Thermal and hydraulic performance of rectangular microchannel heat sinks with trapezoidal porous configuration

Abstract

In this article, the thermal and hydraulic capacity of a rectangular microchannel heat sink with different trapezoidal porous configuration’s inlet heights $H_{in}$ and outlet heights $H_{\mathit{out}}$ are examined. A three-dimensional model is used for microchannels with miscellaneous trapezoidal porous configuration’s inlet and outlet heights, and the laminar fluid flow and conjugate heat transfer equations are numerically solved. Darcy-Brinkmen-Forchheimer equation is utilized for transport through the porous region. For microchannels with miscellaneous porous distribution’s inlet and outlet heights, the Nusselt number, pressure drop and figure of merit (FOM), a criterion for the assessment of heat transfer and hydraulic performance simultaneously, are calculated and compared to one another and a microchannel without porous medium. It is identified that with the increase of $H_{in}$ and $H_{\mathit{out}},$ both the Nusselt number and pressure drop increase.
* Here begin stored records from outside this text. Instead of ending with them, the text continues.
PR #172, opened 2020-10-02
Cleanup utils::GetSessionLog()

Hipska:
This eliminates the use of output buffering just for printing an array.

### DIFF
--- a/application/utils.inc.php
+++ b/application/utils.inc.php
@@ -946,16 +946,11 @@ class utils
 
 	/**
 	 * Get the _SESSION variable for logging purpose
-	 * @return false|string
+	 * @return string
 	 */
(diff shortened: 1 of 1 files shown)


bruno-ds (approved):

piRGoif:
When I need to do that, I usually call var_export() with the second parameter to true. Are there any reasons to choose between print_r() and var_export() ?

Hipska:
The output of var_export is expected to be used as php source code to load the var as it was.

Print_r is indeed what you want when logging the value of a var.

piRGoif (approved):

Molkobain (approved):

bruno-ds:
good catch 👍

However, at low $H_{\mathit{out}},$ microchannels with low $H_{in}$ possess higher FOMs, the parameter that evaluates the hydraulic and thermal performance at the same time. In contrast, at high${\mathrm{ }H}_{\mathit{out}},$ microchannels with higher $H_{in}$ have higher FOMs. Furthermore, the effect of the inlet velocity and porosity are studied on the thermal and hydraulic behaviors. Reducing both the inlet velocity and porosity result in a better hydraulic and thermal performance combined, higher FOMs.

Keywords:

• Heat transfer; microchannel heat sinks; porous medium; pressure drop; trapezoidal configuration

Disclosure statement

No potential competing interest was reported by the authors.